Roots & Wings—Pt 4: “Brothers and Sisters”

He is four years older than she and has always been her best friend, playmate, confidante, guide, and protector.  They could only be closer if they were twins, but it doesn’t matter.  Through sibling spats, adolescence, dating, and many short separations, they have remained constant in their devotion and friendship.  She thought he was just short of Superman on the football field.  His girlfriends suffered from her candid insights into their shortcomings or, rarely, gained an ally.  She thought she’d never get a date because his friends wouldn’t ask his little sister to go out with them.  Others were afraid of his retribution.  One or two passed the “test” only to pale in comparison to her hero.  Their parents knew they could trust both of their children to support one another and do the right thing.

When he left for college, she cried for a week, and he felt lost in a strange place without her enthusiasm.  Phone calls, emails, facetime, texts…it all helped a little.  Nothing could take the place of late night heart-to-heart chats on life in general just sitting on the roof above their bedrooms or on the front steps.  Semester break his freshman year took forever to arrive.  She watched anxiously out the front window for his car to appear over the top of the hill at the end of the block, and she ran to meet him in the driveway.

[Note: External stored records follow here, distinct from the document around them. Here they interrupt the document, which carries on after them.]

PR #13409, opened 2026-08-09
Collapse six label/value row primitives into one <List>

### LINKED ISSUE #4024: Components / `<ListViewSimplified>`
This ticket is to assess and refactor the `<ListViewSimplified>` component. 

* Rename to `<List>`
* Allow changing column widths similarly to `<Table>`

## Accessibility

https://www.w3.org/WAI/tutorials/page-structure/content/#lists

List should be implemented with either `<ul>` if the list is unordered, or `<ol>` if the list is ordered. The default styles the browser applies need to be overridden.

jpye-finch:
Closes #4024.

`packages/components` rendered a label/value row six different ways — `ListReview`, `Summary`, `ListUser`, `ListViewSimplified`, `ListConfig` and `ComparisonListView`. The v4 design system has one, `ListItem`. This adds its code counterpart and retires all six.

(#4024 says five. `ComparisonListView`, behind the duplicate comparison, is the sixth.)

## Reading this

One commit per primitive retired, each carrying the `<List>` capability its consumer needed and the e2e changes it causes, so every commit stands on its own:

| | |
|---|---|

A trip to the mall for some Christmas shopping and a movie was the agenda for the next day.  They had lots of catching up to do despite their cyberspace communications.  Three hours of chatting, window shopping, a stop for coffee, and final purchases of gifts for their parents and friends and one another resulted in several bags for both of them to carry back to their car before the movie.  Their spirits grew even more festive with the new snow that was falling to give the parking lot a clean covering and loudspeakers outside the stores playing songs of peace and joy.

As he fumbled for his keys, he heard her shocked exclamation and turned to find himself looking at a young man in a ski mask who was holding a very large gun pointed at his precious sister.  The assailant couldn’t have been any older than she from the style of his clothes, his shaking hands, and the pitch of his voice when he told her brother to hand over the keys and all of his money.

He begged the thief not to harm his sister.  She was sobbing by then and begging him not to hurt her brother.  When she grew more hysterical, he roughly jerked her arm, gruffly telling her to be quiet.  Her brother yelled at him to stop hurting her and took a step toward the pair.

Turning anxiously toward the angry brother, he pointed the shaking gun at him and told him to get back.  She screamed when she thought her brother would be shot, and raised her hands to her mouth.  In this confusion, the gun went off.  Her brother was struck in the chest and thrown back against the car by the bullet that tore through his body.  He sagged against the car and slumped to the snowy ground that was spattered and quickly stained with his blood.

This was more than she could stand.  She lunged at the man who had just murdered her beloved brother, but, no larger than he was, he was still bigger than she.  In his panic at what had occurred, he swung the gun at her.  The hammer of the revolver struck just under her jaw, tearing a gash in her fair skin from her chin almost to her ear.  The impact knocked her to the ground next to her brother, and just before she lost consciousness, she reached out to take his hand.

The screams and the gunshot had attracted the attention of several other shoppers and an off-duty police officer who was serving as a security guard during the holiday season.  Just as the masked gunman turned to run, he was told to drop his gun and get down on the ground.  The first thing he saw was the officer’s own weapon.  Wisely he dropped his bloody gun and put up his hands on his head; then he knelt in the snow beside the unconscious young girl and her dead brother.  Already the sirens of police vehicles and an ambulance were drowning out “Silent Night” from the loudspeakers.